第88章 救命名片夹 重置的柯南世界,唯一满级的我
第88章 救命名片夹
”虽然很想让你露个脸————但现在可不是时候啊。”
武器只有500日元硬幣和六角螺母。护具只有太阳镜。被击中的觉悟我早就做好了。
虽然也担心在上空飞著的基德的安危,但眼前的女人拿著危险物品,我不能移开视线。
真想哭啊。
“放马过来吧,蝎子。——让我来抱抱你。”
指示枪口的光点——雷射瞄准器,將我的太阳镜映成了红色。
枪声在黑暗中迴响,两个人影在其中疯狂地缠斗著。
(就算说得再帅又有什么用————可恶!)
左臂已经动弹不得。因为心臟被瞄准,我反射性地用500日元硬幣砸过去改变了弹道,结果反而中了两枪。
对手的武器是带消音器的手枪。没错,是瓦尔特吧?
可能是因为装了多余的东西导致枪管变长,或者稍微重了一点,动作比预想的要慢。
托它的福,我还能徒手周旋————但是————
(仔细想想,如果当时真是直击心臟的话,挨了那一下不就好了吗!笨蛋!
我这个笨蛋!)
如果是那个连挨了那群混蛋长毛傢伙的子弹都没事的救命名片夹的话,肯定能挡住的。
心臟要是快停了,就像上次对付长毛时一样,在完全停止前用力捶打胸口把它敲醒就行。
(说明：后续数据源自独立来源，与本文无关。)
PR #18162, opened 2020-11-07
app-crypt/trousers: Bump to 0.3.15

salahcoronya:
Signed-off-by: Salah Coronya <salah.coronya@gmail.com>


app-crypt/trousers/trousers-0.3.15.ebuild
```diff
@@ -0,0 +1,65 @@
...
+CONFIG_CHECK="~TCG_TPM"
+
+src_prepare() {
+	default
+	eautoreconf
+}
+
+src_configure() {
+	# econf --with-gui=$(usex gtk gtk openssl)
+	econf --with-gui=openssl
```
monsieurp, line 50: `--with-gui=openssl` ?! I believe there's a typo here.

monsieurp (changes requested):

app-crypt/trousers/trousers-0.3.15.ebuild
salahcoronya: No typo. That's the correct value. There 3 options for the GUI popup backend: gtk (which is broken), openssl (which works), and none (which violates the spec).

PR #18172, opened 2020-11-07
dev-libs/gobject-introspection: fix LTO compilation

atomsymbol:
This patch fixes compilation of packages which depend on gobject-introspection on machines which have -flto in CFLAGS.

Please merge. Thanks.

### DIFF
--- a/dev-libs/gobject-introspection/files/gobject-introspection-1.64.1-lto.patch
+++ b/dev-libs/gobject-introspection/files/gobject-introspection-1.64.1-lto.patch
@@ -1,0 +1,50 @@
+From cea7ef1e4a5626de1332bc34e1962befb75c2976 Mon Sep 17 00:00:00 2001
+From: Christoph Reiter <reiter.christoph@gmail.com>
+Date: Thu, 14 May 2020 09:41:43 +0200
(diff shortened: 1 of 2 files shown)


mattst88:
I don't think we want a revision bump of `gobject-introspection` for this. Can we just apply the patch directly to the latest stable?

Or better yet, would you be happy with a version bump of gobject-introspection (1.66.1) that contains this patch?

atomsymbol:
I updated the pull request to apply the patch to the latest stable, as I haven't verified yet whether 1.66.1 requires bumped versions of its dependencies.

atomsymbol:
1.66.1 emerges fine on my machine without any changes, and already includes the patch in its source code. Do you recommend an ~amd64/~etc in the 1.66.1 ebuild, or just a verbatim copy of 1.64.1-r1?

mattst88:
Thanks. I've opened a pull request here with some version bumps: https://github.com/gentoo/gentoo/pull/18174

atomsymbol:
I suppose if the intention was to merge this MR then it would already have been merged, so I am closing this MR. Thanks for adding 1.66.1 to the Portage tree.

PR #18173, opened 2020-11-07
dev-libs/ustr: Fix compilation using clang/LLVM (Bug 732026) and clean up

Yamakuzure:
This package depends on old-style GCC inline functions, but the patch to maintain this behaviour on newer compilers only works for GCC specifically.
Replace this with a check for `__GNUC_STDC_INLINE__`, which is documented to work with both GCC and clang.

Bug: https://bugs.gentoo.org/732026
Closes: https://bugs.gentoo.org/732026
Signed-off-by: Fergus Dall <sidereal@google.com>


dev-libs/ustr/ustr-1.0.4-r9.ebuild
```diff
@@ -20,13 +21,19 @@ MULTILIB_WRAPPED_HEADERS=(
...
+
 src_prepare() {
-	epatch "${FILESDIR}/${P}-gcc_5-check.patch"
+	default
 	multilib_copy_sources
 }
 
 _emake() {
 	emake \
+		USE_STATIC=$(usex static-libs) \
```
SoapGentoo, line 36: is there a reason you need static-libs?

Yamakuzure: No idea. I did not change anything here, and haven't searched for consumers.

Yamakuzure: I just saw that 'static-libs' was dropped by Aaron Bauman anyway.

PR #20894, opened 2021-05-20
dev-python/*: python3_10 support

dAgbeve:


mgorny:
Twisted is already a part of #20835.

PR #20900, opened 2021-05-20
www-servers/lighttpd: Version bump (v1.4.59)

herbmillerjr:
- Eliminated `remove_non_essential()` and tied USE flags to condition against `minimal` USE flag to create a minimal installation instead
  - Installs basic docs even with `minimal` USE flag set 
  - First line of modules that used to be deleted with `rm` are controlled by PCRE USE flag 
  - Remaining modules are controlled by their respective USE flags 
- Replaced `use <module> &&` syntax with `if use <module>; then; fi` syntax 
- spawn-fcgi no longer gets built by this package, so removed line that deletes it after compiling
- fixed a bug where lighttpd was looking in the wrong place for nspr headers
- added Zstandard output compression support


www-servers/lighttpd/lighttpd-1.4.59.ebuild
```diff
@@ -0,0 +1,250 @@
...
+		!brotli
+		!bzip2
+		!doc
+		!lua
+		!maxminddb
+		!pcre
+		!rrdtool
+		!webdav
+		!zlib
+	)
```
juippis, line 31: Yea no this is unacceptable, if you really want to introduce the minimal flag, you should do it purely in `src_configure` and `pkg_postinst`.

herbmillerjr: I don't see why we need it. I was just afraid to rip it out. Seems to be all controlled by the USE flags now, as I was told in the previous pull request. I've removed it now.

juippis (approved):

mattst88:
@herbmillerjr: please respond to https://bugs.gentoo.org/855146

PR #20903, opened 2021-05-21
sys-boot/syslinux: Add DEPEND on sys-apps/util-linux

m-gupta:
Some syslinux files needs headers from util-linux
e.g. extlinux/xfs_sb.h includes <uuid/uuid.h>.

### DIFF
--- a/sys-boot/syslinux/syslinux-6.04_pre1-r2.ebuild
+++ b/sys-boot/syslinux/syslinux-6.04_pre1-r2.ebuild
@@ -28,6 +28,7 @@ RDEPEND="sys-fs/mtools
 DEPEND="${RDEPEND}
 	dev-lang/nasm
 	>=sys-boot/gnu-efi-3.0u
+	sys-apps/util-linux
 	virtual/os-headers"
 
 S=${WORKDIR}/${P/_/-}


m-gupta:
friendly ping for review..

sys-boot/syslinux/syslinux-6.04_pre1-r2.ebuild
```diff
@@ -28,6 +28,7 @@ RDEPEND="sys-fs/mtools
 DEPEND="${RDEPEND}
 	dev-lang/nasm
 	>=sys-boot/gnu-efi-3.0u
+	sys-apps/util-linux:=
```
mattst88, line 31: No need for the subslot operator (`:=`) since `util-linux` doesn't have sublots. Also, if the only dependency is due to headers, a subslot operator wouldn't be warranted.

mattst88 (changes requested):

sys-boot/syslinux/syslinux-6.04_pre1-r2.ebuild
m-gupta: done

thesamesam: We need libuuid too, so I've added to RDEPEND.

m-gupta:
thanks!

PR #20906, opened 2021-05-21
app-emacs/jde: min java 1.8

vaukai:
Bug: https://bugs.gentoo.org/787326


ulm:
Have you tested this at runtime?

我已经掌握诀窍了。
“怎么了!连点声音都不出吗?!”
话说回来,这个黑衣人也太安静了。
虽说这是一步走错就立刻丧命的死亡游戏,但跳舞毕竟是跳舞。
我还是想多了解一下舞伴。
————另外,顺便说一句,能不能让我看看你的脸呢?
作为这个世界的一个规则,大型事件中的女性犯人,是美女的概率很高,这点毫无疑问。
不,应该说绝对是美女。我的直觉是这么告诉我的。
总之,哪怕只是听听声音也好,我试著搭了话,但换来的却是子弹的回礼。
在卡里奥斯特罗的时候,没能问出本名,给我的个人规则留下了污点。
这次至少得確认一下长相才行——————哎哟。
(啊,这个躲不掉了)
从枪口指向来看,目標是右臂。要是双手都不能用了,那真的就无力回天,死路一条了。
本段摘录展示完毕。